··· Records provided
PR #1192, opened 2026-07-23
feat(tools): reasoning-gated forced tool grammar via thinking budget (#558 line①)

raullenchai:
## #558 line① — hard-constrain forced tool-call ARGUMENTS on REASONING models

The last #558 keystone. On a reasoning model a forced/named tool call
(`tool_choice="required"` / a named function) previously **opted out** of grammar
constraint (`build_tool_grammar` :2068) because a bounded forced grammar fires the
trigger at token 0 and leaves the prompt's `<think>` unclosed — the qwen3 parser
then buries the whole call in `reasoning_content`. So the strongest available lever
was the best-effort forced-prefix, and the argument JSON was **unconstrained**: an
out-of-enum value, a missing required field, or a malformed `{}` could slip
through.

line① lifts that opt-out with a **reasoning-GATED** forced grammar: build the plain
bounded forced grammar but hold its mask **OFF** behind a runtime **token-id gate**
until `</think>` is decoded, and **couple a generation-time thinking budget** that
force-closes `</think>` inside the think span. After the boundary the grammar masks
the arguments to the schema — so the argument JSON is now schema-valid every time.

### What is guaranteed, and what is best-effort (honest scope)

An earlier revision of this PR claimed a full *structural* guarantee. codex round 3
(#4) correctly showed that overclaims: masking the opener's special-token id does
not *prove* the trigger text can never be spelled as ordinary subtokens. The honest
decomposition:

| Property | Status |
|---|---|
| The coupled budget force-closes `</think>` for a forced-tool reasoning request (bypassing #1185's tool opt-out, exactly as vLLM `thinking_budget_state.py` and SGLang `ReasonerGrammarObject` do — neither opts tools out) | **Guaranteed** — the gate provably opens |
| After `</think>`, the tool-call **arguments are hard-constrained to the schema** (out-of-enum / missing-field / malformed-`{}` can no longer surface) — the core #558 value | **Guaranteed** when the gate engages |
| The model cannot begin a tool call inside `<think>` via its **natural opener** (special-token id masked while the gate is closed — SGLang `think_excluded_token_ids`) | **Best-effort** — removes the natural path; NOT a proof against an adversarial model spelling the opener out as subtokens (never observed across probes; trained models emit the atomic opener) |
| Every precondition that cannot be *proved* declines to the forced-prefix fallback (multi-token/unresolvable opener, un-priceable schema minimum, stop-conflict, no budget, `auto`, degenerate `max_tokens`) | **Strictly non-regressive** |

The vLLM #44676 footgun is specifically the **ungated `tool_choice="auto"` parser
path** — which line① never takes. Every other tool request keeps the opt-out.

### Mechanism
······
*Exercise aim*
All lines that contain the word "required" must be copied from the records above.

*Response to the exercise*
(`tool_choice="required"` / a named function) previously **opted out** of grammar
out-of-enum value, a missing required field, or a malformed `{}` could slip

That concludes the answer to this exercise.